**Your goal:**
Nothing in the records should be left out; transcribe them exactly.

[[ Provided information, beginning ]]

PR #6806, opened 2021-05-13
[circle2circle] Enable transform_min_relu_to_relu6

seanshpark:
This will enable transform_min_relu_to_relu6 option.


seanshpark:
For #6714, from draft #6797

[[ Provided information, end ]]

**Solution to this exercise:**
PR #6806, opened 2021-05-13
[circle2circle] Enable transform_min_relu_to_relu6

seanshpark:
This will enable transform_min_relu_to_relu6 option.


seanshpark:
For #6714, from draft #6797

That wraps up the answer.